Problem statement ▸ From the entries below, extract every line that includes the word "even".

Dataset entries ▸

**********

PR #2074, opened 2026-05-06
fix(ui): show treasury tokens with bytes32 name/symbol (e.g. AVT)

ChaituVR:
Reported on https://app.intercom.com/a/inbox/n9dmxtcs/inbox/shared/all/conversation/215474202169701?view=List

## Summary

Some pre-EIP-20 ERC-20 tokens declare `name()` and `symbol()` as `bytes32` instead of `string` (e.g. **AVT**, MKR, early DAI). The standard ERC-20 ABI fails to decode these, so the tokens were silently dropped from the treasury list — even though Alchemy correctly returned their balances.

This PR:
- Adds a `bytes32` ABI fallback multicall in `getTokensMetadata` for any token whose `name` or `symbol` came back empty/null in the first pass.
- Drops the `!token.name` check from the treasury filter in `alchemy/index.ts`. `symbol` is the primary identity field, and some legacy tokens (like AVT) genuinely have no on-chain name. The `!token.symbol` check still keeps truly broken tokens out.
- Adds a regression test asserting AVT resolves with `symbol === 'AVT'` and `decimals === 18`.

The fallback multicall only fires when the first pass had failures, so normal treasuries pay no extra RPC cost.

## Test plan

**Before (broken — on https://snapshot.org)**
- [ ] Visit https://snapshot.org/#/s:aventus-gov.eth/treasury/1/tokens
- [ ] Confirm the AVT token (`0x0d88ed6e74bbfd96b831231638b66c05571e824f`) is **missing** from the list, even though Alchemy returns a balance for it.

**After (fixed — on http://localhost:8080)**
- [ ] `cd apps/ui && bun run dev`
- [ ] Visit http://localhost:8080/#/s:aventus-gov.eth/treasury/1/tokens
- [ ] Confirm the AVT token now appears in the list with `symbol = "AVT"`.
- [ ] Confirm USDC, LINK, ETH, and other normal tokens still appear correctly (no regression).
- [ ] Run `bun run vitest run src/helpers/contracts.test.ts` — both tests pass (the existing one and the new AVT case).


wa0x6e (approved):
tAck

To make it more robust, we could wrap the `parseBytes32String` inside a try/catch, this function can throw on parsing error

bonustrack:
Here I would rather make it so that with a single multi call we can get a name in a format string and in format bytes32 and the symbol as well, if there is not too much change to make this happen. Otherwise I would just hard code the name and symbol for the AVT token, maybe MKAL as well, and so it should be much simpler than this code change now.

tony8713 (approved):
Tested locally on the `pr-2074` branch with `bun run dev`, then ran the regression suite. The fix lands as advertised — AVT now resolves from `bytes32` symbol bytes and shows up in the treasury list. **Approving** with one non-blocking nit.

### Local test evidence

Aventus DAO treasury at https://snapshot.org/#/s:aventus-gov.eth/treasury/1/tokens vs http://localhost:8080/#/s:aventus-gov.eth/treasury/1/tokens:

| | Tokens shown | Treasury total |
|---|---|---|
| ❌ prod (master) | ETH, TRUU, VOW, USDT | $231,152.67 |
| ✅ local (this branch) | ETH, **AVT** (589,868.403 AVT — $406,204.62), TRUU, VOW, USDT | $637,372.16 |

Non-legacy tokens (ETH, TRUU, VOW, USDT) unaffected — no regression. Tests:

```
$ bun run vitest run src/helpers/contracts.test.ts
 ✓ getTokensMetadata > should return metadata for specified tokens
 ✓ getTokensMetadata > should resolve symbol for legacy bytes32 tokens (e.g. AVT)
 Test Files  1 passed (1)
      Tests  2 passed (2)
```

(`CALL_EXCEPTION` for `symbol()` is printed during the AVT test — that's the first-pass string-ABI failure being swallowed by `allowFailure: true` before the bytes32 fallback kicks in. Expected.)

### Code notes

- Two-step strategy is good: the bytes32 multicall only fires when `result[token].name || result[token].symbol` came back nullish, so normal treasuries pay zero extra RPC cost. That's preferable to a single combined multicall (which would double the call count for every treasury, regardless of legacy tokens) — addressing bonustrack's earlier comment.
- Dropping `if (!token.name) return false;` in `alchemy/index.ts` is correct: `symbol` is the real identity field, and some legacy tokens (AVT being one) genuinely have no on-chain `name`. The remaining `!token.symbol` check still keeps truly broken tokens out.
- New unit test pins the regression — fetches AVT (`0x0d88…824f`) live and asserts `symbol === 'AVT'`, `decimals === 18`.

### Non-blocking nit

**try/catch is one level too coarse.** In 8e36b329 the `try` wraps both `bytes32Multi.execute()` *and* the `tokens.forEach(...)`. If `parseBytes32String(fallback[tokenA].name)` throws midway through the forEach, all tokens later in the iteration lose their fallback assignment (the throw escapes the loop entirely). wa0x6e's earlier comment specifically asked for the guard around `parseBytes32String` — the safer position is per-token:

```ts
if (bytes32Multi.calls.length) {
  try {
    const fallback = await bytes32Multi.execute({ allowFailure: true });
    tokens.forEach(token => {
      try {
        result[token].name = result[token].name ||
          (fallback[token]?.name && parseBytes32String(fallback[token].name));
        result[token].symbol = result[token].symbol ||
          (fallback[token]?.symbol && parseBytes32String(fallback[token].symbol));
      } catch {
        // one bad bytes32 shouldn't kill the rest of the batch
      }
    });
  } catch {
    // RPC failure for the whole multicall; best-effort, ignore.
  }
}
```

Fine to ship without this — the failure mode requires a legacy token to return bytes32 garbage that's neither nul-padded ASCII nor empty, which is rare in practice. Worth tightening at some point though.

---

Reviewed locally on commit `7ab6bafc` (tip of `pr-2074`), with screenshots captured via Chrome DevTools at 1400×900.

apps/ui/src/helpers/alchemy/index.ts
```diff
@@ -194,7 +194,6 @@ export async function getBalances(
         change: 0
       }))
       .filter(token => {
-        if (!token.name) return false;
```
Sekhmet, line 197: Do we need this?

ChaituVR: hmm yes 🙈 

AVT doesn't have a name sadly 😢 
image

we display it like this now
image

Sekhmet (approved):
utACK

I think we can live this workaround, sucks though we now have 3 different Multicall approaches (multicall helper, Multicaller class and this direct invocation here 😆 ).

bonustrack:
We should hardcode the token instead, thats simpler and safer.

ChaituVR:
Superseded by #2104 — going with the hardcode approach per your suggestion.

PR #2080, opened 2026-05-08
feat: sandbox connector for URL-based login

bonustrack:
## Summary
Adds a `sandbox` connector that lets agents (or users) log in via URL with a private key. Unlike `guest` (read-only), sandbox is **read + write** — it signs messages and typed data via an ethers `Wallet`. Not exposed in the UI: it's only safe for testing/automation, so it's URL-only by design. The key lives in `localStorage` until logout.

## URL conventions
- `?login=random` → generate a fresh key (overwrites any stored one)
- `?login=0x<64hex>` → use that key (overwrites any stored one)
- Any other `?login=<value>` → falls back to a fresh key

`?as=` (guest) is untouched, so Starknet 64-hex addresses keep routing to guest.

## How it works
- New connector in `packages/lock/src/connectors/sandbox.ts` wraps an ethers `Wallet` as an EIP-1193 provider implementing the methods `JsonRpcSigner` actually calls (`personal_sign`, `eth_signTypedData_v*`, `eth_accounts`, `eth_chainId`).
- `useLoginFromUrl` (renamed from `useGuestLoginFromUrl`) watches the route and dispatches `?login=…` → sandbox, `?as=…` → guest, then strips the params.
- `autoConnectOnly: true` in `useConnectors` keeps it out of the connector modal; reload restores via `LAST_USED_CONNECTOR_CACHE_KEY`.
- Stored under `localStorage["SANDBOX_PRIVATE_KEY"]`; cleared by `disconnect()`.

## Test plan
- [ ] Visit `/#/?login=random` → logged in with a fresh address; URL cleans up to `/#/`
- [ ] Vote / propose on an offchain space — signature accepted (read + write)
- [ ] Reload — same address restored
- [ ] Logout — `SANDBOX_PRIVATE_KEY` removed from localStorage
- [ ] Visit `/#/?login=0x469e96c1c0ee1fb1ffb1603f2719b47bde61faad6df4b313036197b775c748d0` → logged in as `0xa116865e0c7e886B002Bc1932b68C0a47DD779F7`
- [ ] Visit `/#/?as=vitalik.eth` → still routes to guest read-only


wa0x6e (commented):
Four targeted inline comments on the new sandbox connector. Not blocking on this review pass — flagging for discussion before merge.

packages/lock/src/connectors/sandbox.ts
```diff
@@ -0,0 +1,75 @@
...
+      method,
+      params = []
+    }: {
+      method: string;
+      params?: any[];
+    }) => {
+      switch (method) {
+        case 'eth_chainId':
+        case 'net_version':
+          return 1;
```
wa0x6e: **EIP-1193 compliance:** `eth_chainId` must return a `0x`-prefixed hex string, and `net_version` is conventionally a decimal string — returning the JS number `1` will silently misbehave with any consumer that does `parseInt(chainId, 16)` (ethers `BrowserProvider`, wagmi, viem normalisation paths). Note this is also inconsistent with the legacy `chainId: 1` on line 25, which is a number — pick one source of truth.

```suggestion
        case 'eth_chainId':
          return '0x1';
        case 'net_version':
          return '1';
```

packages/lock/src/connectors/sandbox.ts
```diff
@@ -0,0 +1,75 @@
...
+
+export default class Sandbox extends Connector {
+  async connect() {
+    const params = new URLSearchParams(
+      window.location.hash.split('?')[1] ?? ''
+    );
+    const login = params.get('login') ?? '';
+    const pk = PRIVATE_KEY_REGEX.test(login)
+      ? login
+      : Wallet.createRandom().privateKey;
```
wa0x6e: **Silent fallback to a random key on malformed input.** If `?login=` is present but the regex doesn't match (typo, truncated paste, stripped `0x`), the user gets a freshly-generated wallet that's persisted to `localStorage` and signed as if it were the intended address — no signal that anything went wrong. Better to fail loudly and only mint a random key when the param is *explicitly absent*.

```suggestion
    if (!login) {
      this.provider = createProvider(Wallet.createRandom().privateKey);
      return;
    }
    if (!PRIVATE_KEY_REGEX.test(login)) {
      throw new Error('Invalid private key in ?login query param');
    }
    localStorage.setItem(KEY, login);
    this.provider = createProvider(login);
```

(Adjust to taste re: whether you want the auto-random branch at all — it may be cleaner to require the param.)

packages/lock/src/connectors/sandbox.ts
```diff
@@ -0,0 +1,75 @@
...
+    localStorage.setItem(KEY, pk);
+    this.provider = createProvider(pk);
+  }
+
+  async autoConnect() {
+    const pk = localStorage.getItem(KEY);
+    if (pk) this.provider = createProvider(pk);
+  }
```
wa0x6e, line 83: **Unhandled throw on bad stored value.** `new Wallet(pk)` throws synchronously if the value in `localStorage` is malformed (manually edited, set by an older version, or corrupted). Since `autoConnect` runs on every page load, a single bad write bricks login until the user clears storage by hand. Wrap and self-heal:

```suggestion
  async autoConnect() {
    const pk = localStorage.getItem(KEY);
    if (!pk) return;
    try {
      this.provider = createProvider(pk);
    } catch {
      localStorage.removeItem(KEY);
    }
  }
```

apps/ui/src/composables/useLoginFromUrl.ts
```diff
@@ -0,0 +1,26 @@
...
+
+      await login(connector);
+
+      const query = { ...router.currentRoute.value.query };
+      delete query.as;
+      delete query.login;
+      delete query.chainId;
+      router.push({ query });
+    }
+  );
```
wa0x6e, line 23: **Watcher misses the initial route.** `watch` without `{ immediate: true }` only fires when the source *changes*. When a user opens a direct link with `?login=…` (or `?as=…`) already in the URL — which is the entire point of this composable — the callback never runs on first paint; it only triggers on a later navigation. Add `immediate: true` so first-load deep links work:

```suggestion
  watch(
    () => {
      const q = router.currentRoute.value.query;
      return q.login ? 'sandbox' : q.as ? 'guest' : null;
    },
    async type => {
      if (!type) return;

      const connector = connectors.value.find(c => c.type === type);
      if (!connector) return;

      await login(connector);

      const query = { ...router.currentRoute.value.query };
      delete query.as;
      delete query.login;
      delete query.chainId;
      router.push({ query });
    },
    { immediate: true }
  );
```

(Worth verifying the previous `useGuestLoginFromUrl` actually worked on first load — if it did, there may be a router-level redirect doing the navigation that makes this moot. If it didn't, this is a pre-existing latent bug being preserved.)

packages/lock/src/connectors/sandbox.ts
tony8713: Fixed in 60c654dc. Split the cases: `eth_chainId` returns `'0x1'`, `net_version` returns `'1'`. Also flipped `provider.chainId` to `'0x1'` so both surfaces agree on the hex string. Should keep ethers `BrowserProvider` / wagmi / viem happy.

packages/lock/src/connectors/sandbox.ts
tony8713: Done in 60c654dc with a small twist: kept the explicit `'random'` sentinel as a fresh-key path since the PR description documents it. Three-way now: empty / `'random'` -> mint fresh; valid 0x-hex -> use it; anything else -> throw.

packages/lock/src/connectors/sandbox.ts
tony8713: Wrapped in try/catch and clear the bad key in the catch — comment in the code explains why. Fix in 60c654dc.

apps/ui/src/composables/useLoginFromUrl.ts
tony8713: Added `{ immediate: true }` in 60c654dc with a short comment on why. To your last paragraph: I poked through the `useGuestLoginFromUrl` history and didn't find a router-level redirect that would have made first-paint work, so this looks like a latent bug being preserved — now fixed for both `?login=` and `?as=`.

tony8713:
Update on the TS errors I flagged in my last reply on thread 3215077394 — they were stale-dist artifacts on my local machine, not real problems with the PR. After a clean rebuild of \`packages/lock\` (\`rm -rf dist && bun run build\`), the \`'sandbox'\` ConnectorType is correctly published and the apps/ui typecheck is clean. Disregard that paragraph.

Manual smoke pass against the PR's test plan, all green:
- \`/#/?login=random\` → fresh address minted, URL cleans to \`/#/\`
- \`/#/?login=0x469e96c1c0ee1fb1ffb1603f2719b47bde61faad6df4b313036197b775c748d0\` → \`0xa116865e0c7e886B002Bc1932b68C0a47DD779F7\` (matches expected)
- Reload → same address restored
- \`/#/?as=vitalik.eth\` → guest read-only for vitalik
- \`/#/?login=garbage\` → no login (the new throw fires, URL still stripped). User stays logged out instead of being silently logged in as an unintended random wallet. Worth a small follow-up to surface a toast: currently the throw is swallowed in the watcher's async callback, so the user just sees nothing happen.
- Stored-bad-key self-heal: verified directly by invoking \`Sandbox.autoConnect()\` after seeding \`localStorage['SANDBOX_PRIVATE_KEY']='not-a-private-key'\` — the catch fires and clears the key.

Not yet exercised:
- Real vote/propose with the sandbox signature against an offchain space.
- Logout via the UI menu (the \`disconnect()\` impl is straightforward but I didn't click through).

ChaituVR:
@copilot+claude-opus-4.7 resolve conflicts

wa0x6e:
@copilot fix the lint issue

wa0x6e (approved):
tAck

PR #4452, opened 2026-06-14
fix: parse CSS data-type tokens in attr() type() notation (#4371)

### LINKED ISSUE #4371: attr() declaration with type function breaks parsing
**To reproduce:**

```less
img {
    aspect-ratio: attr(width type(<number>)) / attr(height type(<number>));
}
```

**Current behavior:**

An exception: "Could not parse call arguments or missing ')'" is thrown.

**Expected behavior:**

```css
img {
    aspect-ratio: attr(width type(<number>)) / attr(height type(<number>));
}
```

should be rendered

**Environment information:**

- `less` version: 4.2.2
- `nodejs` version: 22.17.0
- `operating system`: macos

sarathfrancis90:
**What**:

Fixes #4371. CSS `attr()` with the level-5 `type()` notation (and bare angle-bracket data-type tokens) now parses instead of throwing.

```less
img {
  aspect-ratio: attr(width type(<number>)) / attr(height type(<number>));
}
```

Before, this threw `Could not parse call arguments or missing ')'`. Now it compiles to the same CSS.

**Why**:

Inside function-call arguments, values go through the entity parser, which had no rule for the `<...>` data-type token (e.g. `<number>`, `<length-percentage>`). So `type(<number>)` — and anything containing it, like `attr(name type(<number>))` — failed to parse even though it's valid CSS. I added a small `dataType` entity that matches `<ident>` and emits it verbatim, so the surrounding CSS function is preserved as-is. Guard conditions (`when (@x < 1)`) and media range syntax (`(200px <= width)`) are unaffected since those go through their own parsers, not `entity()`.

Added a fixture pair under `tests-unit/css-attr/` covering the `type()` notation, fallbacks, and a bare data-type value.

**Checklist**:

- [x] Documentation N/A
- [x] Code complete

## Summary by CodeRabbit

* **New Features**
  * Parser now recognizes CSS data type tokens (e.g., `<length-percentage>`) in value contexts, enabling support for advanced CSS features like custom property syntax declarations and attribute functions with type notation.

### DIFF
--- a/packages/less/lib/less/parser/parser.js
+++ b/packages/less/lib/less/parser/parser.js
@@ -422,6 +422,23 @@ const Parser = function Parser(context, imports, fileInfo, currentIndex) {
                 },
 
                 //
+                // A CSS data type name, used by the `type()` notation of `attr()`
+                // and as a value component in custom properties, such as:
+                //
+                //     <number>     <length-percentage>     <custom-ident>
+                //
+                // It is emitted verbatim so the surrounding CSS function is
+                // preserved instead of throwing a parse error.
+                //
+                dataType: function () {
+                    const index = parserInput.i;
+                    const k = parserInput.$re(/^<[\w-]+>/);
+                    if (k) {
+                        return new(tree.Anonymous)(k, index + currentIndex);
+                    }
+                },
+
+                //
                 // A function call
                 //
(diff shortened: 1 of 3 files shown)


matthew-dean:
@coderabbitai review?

**********

Task response ▸
Some pre-EIP-20 ERC-20 tokens declare `name()` and `symbol()` as `bytes32` instead of `string` (e.g. **AVT**, MKR, early DAI). The standard ERC-20 ABI fails to decode these, so the tokens were silently dropped from the treasury list — even though Alchemy correctly returned their balances.
- [ ] Confirm the AVT token (`0x0d88ed6e74bbfd96b831231638b66c05571e824f`) is **missing** from the list, even though Alchemy returns a balance for it.
Inside function-call arguments, values go through the entity parser, which had no rule for the `<...>` data-type token (e.g. `<number>`, `<length-percentage>`). So `type(<number>)` — and anything containing it, like `attr(name type(<number>))` — failed to parse even though it's valid CSS. I added a small `dataType` entity that matches `<ident>` and emits it verbatim, so the surrounding CSS function is preserved as-is. Guard conditions (`when (@x < 1)`) and media range syntax (`(200px <= width)`) are unaffected since those go through their own parsers, not `entity()`.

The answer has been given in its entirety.